5/6/1968. Wednesday (+8,429) A Jordanian-Arab called Sirhan Bishara Sirhan shot Robert Kennedy, US Senator (born 1925), in the Hotel Ambassador, Los Angeles. Kennedy, younger brother of President Kennedy, died 25 hours later. Sirhan was arrested. He was protesting against Kennedy’s outspoken support for Israel, on the first anniversary of the Six Day War.

30/5/1968, Thursday (+8,423) French President De Gaulle announced he would not resign, and called a General Election.

27/5/1968, Monday (+8,420) The trial of the executives of the Chemie-Grunenthal company, responsible for the Thalidomide disaster that killed 80,000 babies and maimed 20,000 more, opened in Alsdorf, near Aachen. The trail was expected to last at least three years, but was shut down on 18/12/11970. All defendants were granted immunity from prosecution. The German Government and Grunenthal agreed a compensation scheme that many parents regarded as inadequate. Thalidomide was launched as a wonder cure for morning sickness on 1/10/1957; it was withdrawn on 27/11/1961. It was sold as Distaval in the UK, as Contergan in Germany. It emerged that no tests were done for effects on embryos; the executives claimed nobody in te 1950s realised that drugs taken by the mother could affect the foetus, which claim was untrue even then. Adults who took thalidomide as a sedative in 1959 had suffered serious nerve damage.

25/5/1968. Saturday (+8,418) Riots continued in Paris. Demonstrators erected barricades and students stormed the Bourse and set fire to the interior. In London a demonstration of support for the rioters was made outside the French Embassy; the police moved in and arrests were made, resulting in fines totalling £145 for 17 people. In north London, students at Hornsey College of Art continued a sit in of the main building, demanding ‘a change to the college’s educational system’.

22/5/1968. Wednesday (+8,415) Striking French workers now numbered 9 million.

19/5/1968. Sunday (+8,412) (1) Nigerian forces captured Port Harcourt in the civil war against the breakaway region of Biafra.

(2) Two million workers in France were on strike.

17/5/1968. Friday (+8,410) French president Georges Pompidou appealed to ordinary Parisians to help stop the anarchy as student riots continued in Paris. However the Cannes Film Festival collapsed in chaos as striking technicians and directors caused film screenings to be cancelled, and three days later the number of striking French workers had risen to about six million. Three people died in east London when 22 floors of a block of flats collapsed at Ronan Point, Newham, following a gas explosion. Council officials met with solid resistance when they suggested that the 80 families evacuated after the disaster should return to their flats. The director of the Transport studies centre predicted that in the future people would be ‘piped’ in high speed pneumatic trains like oil and gas. TV viewers could watch The Saint, Danger Man, or The Avengers.

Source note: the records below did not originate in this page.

PR #3209, opened 2026-08-07
Use towncrier to assemble the changelog from news fragments

Pierre-Sassoulas:
Ports pylint's towncrier setup to astroid, as introduced in pylint-dev/pylint#6974 / pylint-dev/pylint#7198, with the release process staying minimally different from pylint's:

- `towncrier.toml` with astroid-appropriate fragment types: `breaking`, `user_action`, `feature`, `bugfix`, `other`, `internal`, `performance` (pylint's check-specific types dropped).
- News fragments live in `doc/whatsnew/fragments/` as `<issue>.<type>` files; `script/check_newsfragments.py` validates them from pre-commit.
- The what's new documentation moves to a pylint-style tree. `doc/whatsnew/4/4.3/index.rst` holds the released 4.3.0 and 4.3.1 notes, moved out of the flat `ChangeLog`, and `doc/whatsnew/4/4.4/index.rst` is what `towncrier build` writes to. The `ChangeLog` keeps the history up to 4.1.2 and stays included in the docs.
- The two entries that were still pending in the `ChangeLog` 4.4.0 section become fragments: `3212.bugfix` and `3223.bugfix`.
- `script/bump_changelog.py` is replaced by pylint's version: tbump keeps calling the same command, which now updates `towncrier.toml`, creates the newsfile for a new minor and runs `towncrier build`. The old script's test is removed with it.
- New `changelog` CI check: `towncrier check` on PRs, skipped for the `Skip news :mute:` (label created) and `dependency` (dependabot) labels; pre-commit.ci PRs get the label automatically.
- `doc/release.md` updated accordingly.

The Sphinx documentation builds with `-W` on this branch, and `towncrier build --draft`, the fragment checker and `bump_changelog.py --dry-run` were all exercised locally.

Follow-up: `maintenance/4.3.x` needs the same tooling cherry-picked so the 4.3.2 patch notes are built from fragments into `doc/whatsnew/4/4.3/index.rst`; until that lands, the branch keeps its flat `ChangeLog`.

PR #3222, opened 2026-08-15
Keep the annotations of *args and **kwargs in as_string output

kdelay:
## Type of Changes

|     | Type          |
| --- | ------------- |
| ✓   | :bug: Bug fix |

## Description

`Arguments.format_args` rendered `*args` and `**kwargs` from their names alone, so annotations were dropped:

```python
>>> extract_node("def f(a: int, *args: str, **kw: float): pass").as_string()
"def f(a, *args, **kw):\n    pass"
```

They are on the node all along (`varargannotation`, `kwargannotation`), and positional and keyword-only parameters already render theirs. A PEP 646 `*args: *Ts` is covered too, since `Starred.as_string()` emits the star.

Two tests added. `pytest tests/` passes apart from four failures that also fail on an unmodified checkout here.

### DIFF
--- a/astroid/nodes/node_classes.py
+++ b/astroid/nodes/node_classes.py
@@ -841,7 +841,7 @@ class Arguments(
                 )
             )
         if self.vararg:
-            result.append(f"*{self.vararg}")
+            result.append(_format_starred_arg("*", self.vararg, self.varargannotation))
         if self.kwonlyargs:
             if not self.vararg:
                 result.append("*")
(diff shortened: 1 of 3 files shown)


Pierre-Sassoulas (dismissed):
I think it make sense. I classify this an enhancement though, we can't modify the output of as_string in a patch. Let's wait for another maintainer review.

DanielNoord (commented):
Agreed with this being a breaking change! This will need a new style of changelog due to merging of https://github.com/pylint-dev/astroid/pull/3209

kdelay:
Rebased on main and moved the ChangeLog entry into a towncrier news fragment, `doc/whatsnew/fragments/3222.breaking`, following #3209. Filed under breaking changes since the `as_string` output changes for annotated `*args`/`**kwargs`.

The code and the two tests are unchanged from the reviewed commit.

16/5/1968, Thursday (+8,409) The Ronan Point block of flats collapsed in London’s East End.  Three died when the 22-storey flats in Butcher’s Road, Plaistow, were brought down by a gas explosion in a flat on the 18th floor. The pre-fabricated ‘system building’ technique used to construct the flats meant that every flat on that corner then collapsed.

14/5/1968, Tuesday (+8,407) French workers called a one-day strike to support the students. The French Franc plummeted.

10/5/1968. Friday (+8,403) (1) Student clashes with police continued in Paris, with 30,000 people involved in a day and a night of violence. Students at The Sorbonne were locked out of campus, causing further unrest; the demonstrations were against the Vietnam War.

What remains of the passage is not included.